▶ Exercise description
In the entries that follow, find every line containing "Compare" and copy it.

▶ Exercise data
PR #101, opened 2024-08-01
chore: fix share and blob validation

cmwaters:
I've now integrated celestia-app locally. These are the last set of changes in order to make everything work. These are:
- Remove validation of share verision. Erasure coded data doesn't comply with this rule. The validation has been added to the parsing function
- Check for empty namespaces in the blob constructor. There's a bit of a footgun here where users could set an empty namespace.

### DIFF
--- a/share/blob.go
+++ b/share/blob.go
@@ -25,6 +25,9 @@ func NewBlob(ns Namespace, data []byte, shareVersion uint8, signer []byte) (*Blo
 	if len(data) == 0 {
 		return nil, errors.New("data can not be empty")
 	}
+	if ns.IsEmpty() {
+		return nil, errors.New("namespace can not be empty")
+	}
 	if shareVersion == 0 && signer != nil {
 		return nil, errors.New("share version 0 does not support signer")
 	}
@@ -79,8 +82,8 @@ func NewBlobFromProto(pb *v1.BlobProto) (*Blob, error) {
 	if pb.NamespaceVersion > NamespaceVersionMax {
 		return nil, errors.New("namespace version can not be greater than MaxNamespaceVersion")
 	}
-	if len(pb.Data) == 0 {
-		return nil, errors.New("blob data can not be empty")
+	if pb.ShareVersion > MaxShareVersion {
+		return nil, fmt.Errorf("share version can not be greater than MaxShareVersion %d", MaxShareVersion)
 	}
 	ns, err := NewNamespace(uint8(pb.NamespaceVersion), pb.NamespaceId)
 	if err != nil {
@@ -122,6 +125,12 @@ func (b *Blob) DataLen() int {
 // Compare is used to order two blobs based on their namespace
 func (b *Blob) Compare(other *Blob) int {
 	return b.namespace.Compare(other.namespace)
+}
+
+// IsEmpty returns true if the blob is empty. This is an invalid
+// construction that can only occur if using the nil value
+func (b *Blob) IsEmpty() bool {
+	return b.namespace.IsEmpty()
 }
 
 // Sort sorts the blobs by their namespace.
--- a/share/blob.go
+++ b/share/blob.go
@@ -136,9 +136,11 @@ func (b *Blob) Compare(other *Blob) int {
 }
 
 // IsEmpty returns true if the blob is empty. This is an invalid
-// construction that can only occur if using the nil value
+// construction that can only occur if using the nil value. We
+// only check that the data is empty but this also implies that
+// all other fields would have their zero value
 func (b *Blob) IsEmpty() bool {
-	return b.namespace.IsEmpty()
+	return len(b.data) == 0
 }
 
 // Sort sorts the blobs by their namespace.
--- a/share/blob.go
+++ b/share/blob.go
@@ -28,14 +28,22 @@ func NewBlob(ns Namespace, data []byte, shareVersion uint8, signer []byte) (*Blo
 	if ns.IsEmpty() {
 		return nil, errors.New("namespace can not be empty")
 	}
-	if shareVersion == 0 && signer != nil {
-		return nil, errors.New("share version 0 does not support signer")
+	if ns.Version() != NamespaceVersionZero {
+		return nil, fmt.Errorf("namespace version must be %d got %d", NamespaceVersionZero, ns.Version())
 	}
-	if shareVersion == 1 && len(signer) != SignerSize {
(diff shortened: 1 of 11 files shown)


share/blob.go
```diff
@@ -124,6 +127,12 @@ func (b *Blob) Compare(other *Blob) int {
 	return b.namespace.Compare(other.namespace)
 }
 
+// IsEmpty returns true if the blob is empty. This is an invalid
```
rootulp, line 130: I would expect `blob.IsEmpty` to check if the data inside Blob was empty. Since this checks if the namespace is Empty, perhaps:

```suggestion
// IsEmpty returns true if the blob's namespace is empty. This is an invalid
```

rootulp (approved):

tx/blob_tx.go
```diff
@@ -59,7 +59,7 @@ func MarshalBlobTx(tx []byte, blobs ...*share.Blob) ([]byte, error) {
 	}
 	// nil check
 	for i, b := range blobs {
-		if b == nil {
+		if b == nil || b.IsEmpty() {
```
staheri14, line 62: [nit] The name `IsEmpty` does not immediately suggest that it checks the emptiness of the namespace. I suggest either renaming the method or adding a clarifying comment here to avoid confusion. Otherwise, one might intuitively think that it checks the emptiness of blobs rather than the namespace.

share/blob.go
```diff
@@ -25,6 +25,9 @@ func NewBlob(ns Namespace, data []byte, shareVersion uint8, signer []byte) (*Blo
 	if len(data) == 0 {
 		return nil, errors.New("data can not be empty")
 	}
+	if ns.IsEmpty() {
```
staheri14, line 28: Now that we are enhancing the checks for namespace, wondering shouldn't we consider checking that namespace version is `0` as per [specs](https://celestiaorg.github.io/celestia-app/specs/namespace.html#version-0) (it seems there is no other supported versions) or otherwise the namespace is one of the [reserved namespaces](https://celestiaorg.github.io/celestia-app/specs/namespace.html#reserved-namespaces)?

share/blob.go
```diff
@@ -79,8 +82,8 @@ func NewBlobFromProto(pb *v1.BlobProto) (*Blob, error) {
 	if pb.NamespaceVersion > NamespaceVersionMax {
 		return nil, errors.New("namespace version can not be greater than MaxNamespaceVersion")
 	}
-	if len(pb.Data) == 0 {
-		return nil, errors.New("blob data can not be empty")
+	if pb.ShareVersion > MaxShareVersion {
```
staheri14, line 85: I think we could also check against `SupportedShareVersions`?

staheri14 (commented):
LGTM, left some comments.

share/blob.go
cmwaters: It checks the namespace as proxy for the entire blob. By construction you can't have a blob with empty data and a non-empty namespace. I could have checked that all the contents of the blob had their "null" value but only one should suffice

tx/blob_tx.go
cmwaters: It's not about checking the emptiness of the namespace but of the entire blob. It checks the namespace as proxy for the entire blob. By construction you can't have a blob with empty data and a non-empty namespace. I could have checked that all the contents of the blob had their "null" value but only one should suffice

share/blob.go
cmwaters: If we wanted to do that we should add it in `NewBlob` rather than here

share/blob.go
cmwaters: Makes sense. Then we don't have to remember to do it outside this function

share/blob.go
Wondertan: I propose then doing `blob.Namespace().IsEmpty()` instead of proxying to avoid confusion.

share/blob.go
```diff
@@ -25,14 +25,25 @@ func NewBlob(ns Namespace, data []byte, shareVersion uint8, signer []byte) (*Blo
...
+			return nil, errors.New("share version 0 does not support signer")
+		}
+	case ShareVersionOne:
+		if len(signer) != SignerSize {
+			return nil, fmt.Errorf("share version 1 requires signer of size %d bytes", SignerSize)
+		}
+	// Note that we don't specifically check that shareVersion is less than 128 as this is caught
+	// by the default case
+	default:
+		return nil, fmt.Errorf("share version %d not supported. Please use 0 or 1", shareVersion)
```
Wondertan, line 46: If the goal is to make the general constructor more restrictive by adding share version check, I propose to make it private in favour of keeping  `NewBlobV0/1` public only. It a nit but:
* It's less code and less test cases to cover.
* Its scales better as adding new versions requires less cognitive load to think where to add new cases for new versions. You simply add a new versioned constructor and that's it.

Wondertan: You could also move namespace version checks to versioned constructors as that would simplify expressing relationships between namespace and share versions. E.g. BlobV3 does not work with NamespaceV0, but BlobV2 does.

tx/blob_tx.go
Wondertan: > By construction you can't have a blob with empty data and a non-empty namespace.

That should be documented on the Blob method. Or you could still do the nil check for readability, even though its not possible.

staheri14 (approved):
Thanks for addressing the comments, LGTM!

rootulp (approved):

share/blob.go
cmwaters: hmm I want to avoid this matrix of share and namespace versions

Wondertan: The version matrix is irrelevant mostly. The point is about removing unnecessary checks for something that we already enforce with versioned constructors. I dont see much value in doing the same thing twice.

The matrix point is an additional thought, that in case it happens(i presumed so) its easier to handle in versioned constructor rather then general.

tx/blob_tx.go
cmwaters: Do you want me to also add a check that blob.data is not length 0?

Wondertan: Zero data check would be clearer for the code readability than cognitive overhead of understanding why its only a namespace check

share/blob.go
cmwaters: We use `NewBlob` often when parsing from shares or from proto. If I were to make this private then I would then need to move the switch statements to these locations. I'm going to keep the `NewBlob` constructor as is

Wondertan (approved):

▶ Answer space
 // Compare is used to order two blobs based on their namespace
 func (b *Blob) Compare(other *Blob) int {
 	return b.namespace.Compare(other.namespace)
@@ -136,9 +136,11 @@ func (b *Blob) Compare(other *Blob) int {
@@ -124,6 +127,12 @@ func (b *Blob) Compare(other *Blob) int {
 	return b.namespace.Compare(other.namespace)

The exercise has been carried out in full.